2. Experimental Test Rig and Measurement Methods

The total length of experimental test rig was 22.67·D + flexible hose, where an average inner diameter was D = 0.404 m (Figure 1 and Figure 2). The flow direction is marked in Figure 1a.
The pipe non-transparent section was made of three aluminum pipes of 2 m each, with average diameter of 0.404 m. The sealing and leveling of the installation were also controlled. The motor group was heavy, positioned on four legs, and lay on the rubber. There were no fan vibrations. The axial fan impeller had a DC motor with torque measurement and an electric power meter (Figure 2b). The test rig was designed and constructed at the Institute of Fluid Machinery, Faculty of Mechanical Engineering, Karlsruhe Institute of Technology, Karlsruhe, Germany. The axial fan impeller and transparent pipe, 1.5 m long, with an attached profiled free bell-mouth intake, were made and transported from UB FME. The transparent pipe had a 5-mm wall thickness.
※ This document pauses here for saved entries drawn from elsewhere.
PR #331, opened 2018-12-12
Fixed 500 error when BBB endpoint cannot be accessed (GRN-44)

jiama843:
Banner message shows when bbb endpoint cannot be accessed:
image

Limited functionality includes:
- Creating rooms
- Renaming rooms
- Modifying user settings

All other functions are disabled:
e.g Start meeting Button:
image


app/helpers/application_helper.rb
```diff
@@ -46,6 +46,28 @@ def bigbluebutton_endpoint_default?
     Rails.configuration.bigbluebutton_endpoint_default == Rails.configuration.bigbluebutton_endpoint
   end
 
+  def bbb_endpoint
```
jfederico: This new code in the helper is duplicated in the controller. You can either keep it in the helper and include the helper in the controller when required OR, keep it in the controller and declare each method as a helper.

app/views/shared/components/_room_block.html.erb
```diff
@@ -55,9 +55,11 @@
               <a href="" id="rename-room-button" class="dropdown-item">
                 <i class="dropdown-icon far fa-edit"></i> <%= t("rename") %>
               </a>
-              <a href="" data-toggle="modal" data-target="#deleteRoomModal_<%= room.uid %>"class="dropdown-item">
-                <i class="dropdown-icon far fa-trash-alt"></i> <%= t("delete") %>
-              </a>
+              <% if test_bbb_connection %>
```
jfederico: change this request with a global variable

spec/controllers/application_controller_spec.rb
```diff
@@ -21,8 +21,14 @@
 describe ApplicationController, type: :controller do
   describe "Application Controller Tests" do
     before { allow(Rails.configuration).to receive(:recording_thumbnails).and_return(true) }
-    before { allow(Rails.configuration).to receive(:bigbluebutton_endpoint).and_return(:defaultBBBendpoint) }
-    before { allow(Rails.configuration).to receive(:bigbluebutton_endpoint_default).and_return(:defaultBBBendpoint) }
+    before do
+      allow(Rails.configuration).to receive(:bigbluebutton_endpoint)
+        .and_return("http://test-install.blindsidenetworks.com/bigbluebutton/api/")
```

This axial fan was also installed in the test rig with an added booster fan [12,13]. In this paper, the axial fan operated without the booster fan and had a different duty point and blade angle at the outer impeller diameter, which was positioned at angle 26°.
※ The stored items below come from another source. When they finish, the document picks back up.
PR #338, opened 2018-12-21
Update ru.yml

plastilincheg:
Change some mistakes


jiama843:
Hi @plastilincheg, you've been added to the transifex team for the Russian locale. You should be able to modify the translations there.

PR #346, opened 2019-01-25
Updates to scripts for CI/CD

jfederico:


jfederico:
@bruckwubete  I am externalizing all the scripts we have in CI, right now it is very tight. But no worries, this was just to trigger jenkins and see if the example file was working.

I am also running some tests on GitLab, not sure yet which one should we keep at the end. 

The Open Source  image is more likely going to be build with TravisCI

The axial fan impeller, designed to generate the Rankine vortex, had nine adjustable blades, an outer diameter 0.399 m, and a hub radius 0.1995 m. The axial fan impeller design is described, in more detail, in [10,11,14]. The fan inlet and outlet were designed as hydraulically smooth to ensure the absence of the pre-swirl flow, as well as to postpone the flow separation and decrease the vortex core region. The bell-mouth intake was positioned at the pipe inlet, as well as with the task to ensure the smooth test rig flow entrance (Figure 2b). In addition, the bearings were positioned at the distance from the pipe inlet to not obstruct the axial fan inlet side. The fan rotation speed was 500 rpm. The HSS PIV measurements were only performed in one section z/D = 2.1, where z was a coordinate measured from the test rig inlet along the pipe axis measured from the blade trailing edge. The coordinate system orientation is presented in Figure 1b.
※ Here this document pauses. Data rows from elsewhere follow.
PR #351, opened 2019-01-30
GRN-45: Fixed the URL being sent in the password reset email

farhatahmad:


test/mailers/previews/user_mailer_preview.rb
```diff
@@ -1,4 +1,20 @@
 # frozen_string_literal: true
 
 class UserMailerPreview < ActionMailer::Preview
+  # Preview this email at
+  # http://localhost:3000/rails/mailers/user_mailer/password_reset
+  def password_reset
+    user = User.first
+    user.reset_token = User.new_token
+    url = "http://localhost:3000" + "/password_resets/" + user.reset_token + "/edit?email=" + user.email
```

The flow was illuminated with a Darwin Duo-527-100-M dual oscillator. It is a single head and a diode-pumped Nd:YLF laser, with light arm and attached optics. It had an output light with a wavelength of 532 nm. Cameras were positioned in the stereo, Scheimpflug configuration, in a “forward scatter” mode (Figure 2c). Two fast cameras, model FASTCAM SA4, and Photron with CMOS sensors, were used. Canon EF 85mm f/1.8 USM lenses were used. The camera resolution at 4000 fps was 1024 pix x 1008 pix. Due to the camera memory limitation, only 5542 images were taken. The capturing time was approximately 1.4 s. The time distance between the two laser pulses (∆t) was chosen on the basis of the test pictures, where the particle displacement was observed. The time distance for this measurement was ∆t = 40 µs. It was not possible to capture the velocity field along the whole radius at once. The flow was seeded with the thermal fog generated by the fog machine Antari Z3000II with liquid Eurolite Smoke Fluid “-X-Extrem A2”. The fog was naturally sucked in the installation by the axial fan. The post processing was realized using software PIVView ver. 3.3.2. The software coordinate system is specified in Figure 2c. The origin was on the pipe axis. Common methods of dewarping and disparity correction were applied, while the cross correlation had an interrogation area of 32 × 32 pixels and an overlap of 50%. The PIV uncertainty quantification has been studied and discussed in numerous papers [17]. Its quantification in swirling flow can be complex, as shown in [14] due to various flow zones. In paper [18], simultaneous laser Doppler anemometry (LDA) and PIV measurements were carried out in the test rig, where measurements presented in this paper were performed, with the same fan, but for a different Reynolds number. However, it was concluded in [18]: “The results show good correlation in time and magnitude. The mean offset, hence systematic error is in the range of around 0.5 m/s and independent of flow velocity and turbulence intensity”.

3. Flow Integral Parameters and Vortex Dynamics

The time average velocity fields (axial (U), radial (V), and circumferential (W)) are presented in Figure 3.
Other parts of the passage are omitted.